Write out the data below exactly, beginning with the first line and ending once the line that has "# How to test" is written.
───── Provided data
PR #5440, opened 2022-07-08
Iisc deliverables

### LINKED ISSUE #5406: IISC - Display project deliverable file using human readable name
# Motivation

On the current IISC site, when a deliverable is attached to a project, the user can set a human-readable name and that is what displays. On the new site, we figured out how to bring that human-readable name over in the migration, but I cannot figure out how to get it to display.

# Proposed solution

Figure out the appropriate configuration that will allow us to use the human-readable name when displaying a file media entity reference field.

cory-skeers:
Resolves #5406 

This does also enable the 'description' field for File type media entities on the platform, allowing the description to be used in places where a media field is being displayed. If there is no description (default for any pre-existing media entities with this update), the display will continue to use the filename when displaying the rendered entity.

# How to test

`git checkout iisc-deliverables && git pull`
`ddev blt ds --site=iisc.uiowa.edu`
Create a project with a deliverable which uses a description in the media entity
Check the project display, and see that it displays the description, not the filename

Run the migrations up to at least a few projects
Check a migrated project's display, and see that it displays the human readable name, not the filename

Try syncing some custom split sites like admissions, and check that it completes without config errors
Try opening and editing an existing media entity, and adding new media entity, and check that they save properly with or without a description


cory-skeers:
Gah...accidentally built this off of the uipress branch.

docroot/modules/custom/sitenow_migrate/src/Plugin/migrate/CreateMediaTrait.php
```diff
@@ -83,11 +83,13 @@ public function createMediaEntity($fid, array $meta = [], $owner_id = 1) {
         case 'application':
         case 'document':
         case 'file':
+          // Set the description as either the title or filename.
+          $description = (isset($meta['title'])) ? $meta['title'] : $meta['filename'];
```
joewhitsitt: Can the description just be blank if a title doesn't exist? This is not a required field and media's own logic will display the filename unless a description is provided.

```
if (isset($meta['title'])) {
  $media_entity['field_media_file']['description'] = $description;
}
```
──────────
** Response below **
PR #5440, opened 2022-07-08
Iisc deliverables

### LINKED ISSUE #5406: IISC - Display project deliverable file using human readable name
# Motivation

On the current IISC site, when a deliverable is attached to a project, the user can set a human-readable name and that is what displays. On the new site, we figured out how to bring that human-readable name over in the migration, but I cannot figure out how to get it to display.

# Proposed solution

Figure out the appropriate configuration that will allow us to use the human-readable name when displaying a file media entity reference field.

cory-skeers:
Resolves #5406 

This does also enable the 'description' field for File type media entities on the platform, allowing the description to be used in places where a media field is being displayed. If there is no description (default for any pre-existing media entities with this update), the display will continue to use the filename when displaying the rendered entity.

# How to test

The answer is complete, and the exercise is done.